RECORDS FOR THIS TASK section start
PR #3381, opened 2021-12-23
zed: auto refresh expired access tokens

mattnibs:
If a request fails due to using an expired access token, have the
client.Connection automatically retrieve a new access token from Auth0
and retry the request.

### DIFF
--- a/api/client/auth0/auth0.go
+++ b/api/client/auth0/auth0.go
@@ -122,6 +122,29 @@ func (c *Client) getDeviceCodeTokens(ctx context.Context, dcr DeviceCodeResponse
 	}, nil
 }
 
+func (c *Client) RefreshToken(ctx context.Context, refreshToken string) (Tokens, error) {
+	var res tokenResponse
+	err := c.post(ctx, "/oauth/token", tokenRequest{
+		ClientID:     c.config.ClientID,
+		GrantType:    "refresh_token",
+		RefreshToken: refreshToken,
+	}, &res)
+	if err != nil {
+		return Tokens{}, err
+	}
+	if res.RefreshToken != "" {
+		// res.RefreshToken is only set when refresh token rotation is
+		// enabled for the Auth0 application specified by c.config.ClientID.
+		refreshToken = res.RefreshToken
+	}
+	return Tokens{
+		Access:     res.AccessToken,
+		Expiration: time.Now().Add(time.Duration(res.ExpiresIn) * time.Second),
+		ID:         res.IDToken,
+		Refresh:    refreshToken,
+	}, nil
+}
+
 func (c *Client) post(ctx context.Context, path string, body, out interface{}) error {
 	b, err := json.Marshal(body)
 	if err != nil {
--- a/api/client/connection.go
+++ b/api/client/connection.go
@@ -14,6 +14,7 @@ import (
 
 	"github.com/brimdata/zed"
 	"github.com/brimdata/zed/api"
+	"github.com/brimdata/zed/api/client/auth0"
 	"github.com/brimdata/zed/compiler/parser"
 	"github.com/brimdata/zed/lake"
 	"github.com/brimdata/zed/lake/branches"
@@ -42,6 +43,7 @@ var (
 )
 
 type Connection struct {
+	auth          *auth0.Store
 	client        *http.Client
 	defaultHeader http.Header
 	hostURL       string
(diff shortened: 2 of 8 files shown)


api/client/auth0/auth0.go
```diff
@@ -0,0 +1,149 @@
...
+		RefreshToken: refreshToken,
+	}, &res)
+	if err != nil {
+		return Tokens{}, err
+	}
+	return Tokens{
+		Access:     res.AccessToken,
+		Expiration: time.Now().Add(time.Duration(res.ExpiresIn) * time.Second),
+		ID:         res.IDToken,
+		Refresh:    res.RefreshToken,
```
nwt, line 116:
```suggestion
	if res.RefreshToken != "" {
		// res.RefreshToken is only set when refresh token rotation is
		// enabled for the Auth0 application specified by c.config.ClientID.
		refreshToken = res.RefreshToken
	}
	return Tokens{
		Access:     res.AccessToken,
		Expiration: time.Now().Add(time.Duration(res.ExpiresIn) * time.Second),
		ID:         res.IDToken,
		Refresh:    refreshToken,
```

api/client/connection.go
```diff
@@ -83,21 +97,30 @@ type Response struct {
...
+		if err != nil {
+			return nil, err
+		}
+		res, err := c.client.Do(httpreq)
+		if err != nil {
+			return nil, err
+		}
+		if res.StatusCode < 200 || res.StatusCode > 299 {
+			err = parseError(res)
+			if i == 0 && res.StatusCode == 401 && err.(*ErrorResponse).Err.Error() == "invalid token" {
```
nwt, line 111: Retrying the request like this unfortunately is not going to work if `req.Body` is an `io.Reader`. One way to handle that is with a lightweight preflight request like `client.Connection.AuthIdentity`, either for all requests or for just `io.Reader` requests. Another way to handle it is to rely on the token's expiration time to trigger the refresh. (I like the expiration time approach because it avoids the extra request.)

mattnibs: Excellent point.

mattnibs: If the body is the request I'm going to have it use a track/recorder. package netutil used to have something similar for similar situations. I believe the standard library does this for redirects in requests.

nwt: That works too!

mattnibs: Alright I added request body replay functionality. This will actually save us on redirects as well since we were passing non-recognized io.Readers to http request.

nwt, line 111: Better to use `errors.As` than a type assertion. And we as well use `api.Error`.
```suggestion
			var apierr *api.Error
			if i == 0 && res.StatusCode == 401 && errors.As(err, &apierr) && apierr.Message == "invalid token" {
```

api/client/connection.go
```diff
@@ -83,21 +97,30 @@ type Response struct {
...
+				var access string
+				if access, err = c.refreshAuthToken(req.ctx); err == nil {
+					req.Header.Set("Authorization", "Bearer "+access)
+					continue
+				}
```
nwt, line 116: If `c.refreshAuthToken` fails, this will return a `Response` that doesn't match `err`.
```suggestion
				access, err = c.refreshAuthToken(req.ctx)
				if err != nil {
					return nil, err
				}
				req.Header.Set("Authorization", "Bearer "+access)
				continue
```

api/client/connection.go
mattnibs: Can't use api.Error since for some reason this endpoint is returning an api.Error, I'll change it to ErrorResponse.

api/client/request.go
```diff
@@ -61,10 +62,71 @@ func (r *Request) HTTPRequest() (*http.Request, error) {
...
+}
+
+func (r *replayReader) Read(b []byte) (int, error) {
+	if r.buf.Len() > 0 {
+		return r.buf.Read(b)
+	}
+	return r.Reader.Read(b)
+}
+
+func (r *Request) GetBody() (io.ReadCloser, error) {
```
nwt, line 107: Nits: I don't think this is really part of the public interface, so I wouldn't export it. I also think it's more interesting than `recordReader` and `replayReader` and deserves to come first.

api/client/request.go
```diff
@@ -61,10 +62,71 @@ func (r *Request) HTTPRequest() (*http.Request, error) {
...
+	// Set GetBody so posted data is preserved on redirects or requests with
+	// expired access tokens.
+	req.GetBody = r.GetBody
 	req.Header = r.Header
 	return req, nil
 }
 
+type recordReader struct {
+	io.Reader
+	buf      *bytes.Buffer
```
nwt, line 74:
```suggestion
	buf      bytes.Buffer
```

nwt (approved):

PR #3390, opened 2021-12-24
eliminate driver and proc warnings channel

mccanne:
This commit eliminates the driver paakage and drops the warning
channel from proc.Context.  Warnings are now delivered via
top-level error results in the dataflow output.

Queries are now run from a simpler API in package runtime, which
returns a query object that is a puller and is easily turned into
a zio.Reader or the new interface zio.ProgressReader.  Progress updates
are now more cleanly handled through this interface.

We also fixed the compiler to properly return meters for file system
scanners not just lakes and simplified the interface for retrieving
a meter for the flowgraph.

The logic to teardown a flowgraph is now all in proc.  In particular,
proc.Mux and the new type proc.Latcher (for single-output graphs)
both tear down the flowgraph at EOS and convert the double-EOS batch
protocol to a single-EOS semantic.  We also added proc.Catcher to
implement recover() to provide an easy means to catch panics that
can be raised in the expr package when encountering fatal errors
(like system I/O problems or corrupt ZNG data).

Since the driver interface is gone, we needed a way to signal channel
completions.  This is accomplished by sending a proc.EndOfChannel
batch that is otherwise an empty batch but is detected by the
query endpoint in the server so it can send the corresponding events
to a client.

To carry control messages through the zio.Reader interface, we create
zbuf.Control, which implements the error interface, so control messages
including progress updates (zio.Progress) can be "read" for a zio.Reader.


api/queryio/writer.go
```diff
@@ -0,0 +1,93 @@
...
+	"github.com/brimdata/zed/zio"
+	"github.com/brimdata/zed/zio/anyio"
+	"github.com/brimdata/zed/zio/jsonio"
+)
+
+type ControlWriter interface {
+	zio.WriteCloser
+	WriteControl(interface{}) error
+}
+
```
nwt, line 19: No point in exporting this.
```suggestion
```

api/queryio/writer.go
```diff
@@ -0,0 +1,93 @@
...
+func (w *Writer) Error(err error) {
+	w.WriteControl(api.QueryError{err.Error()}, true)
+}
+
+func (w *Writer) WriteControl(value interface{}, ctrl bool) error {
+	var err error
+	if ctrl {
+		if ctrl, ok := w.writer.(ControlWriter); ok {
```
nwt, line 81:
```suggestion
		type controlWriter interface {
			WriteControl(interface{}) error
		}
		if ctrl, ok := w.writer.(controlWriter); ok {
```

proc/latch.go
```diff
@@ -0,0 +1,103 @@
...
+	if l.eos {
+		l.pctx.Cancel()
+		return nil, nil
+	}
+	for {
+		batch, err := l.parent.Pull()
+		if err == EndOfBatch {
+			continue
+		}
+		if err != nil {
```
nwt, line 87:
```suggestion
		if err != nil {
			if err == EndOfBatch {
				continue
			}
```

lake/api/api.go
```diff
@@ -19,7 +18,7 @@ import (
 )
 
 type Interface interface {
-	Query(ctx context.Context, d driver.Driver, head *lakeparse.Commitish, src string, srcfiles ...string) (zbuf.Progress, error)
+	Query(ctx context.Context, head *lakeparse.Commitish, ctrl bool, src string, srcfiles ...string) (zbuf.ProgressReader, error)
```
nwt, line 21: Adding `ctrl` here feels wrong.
RECORDS FOR THIS TASK section end
> **TASK PROMPT**
Each line in the entries above that includes the word "apierr" counts once; state the total and nothing else.

> **THE COMPLETED TASK**
2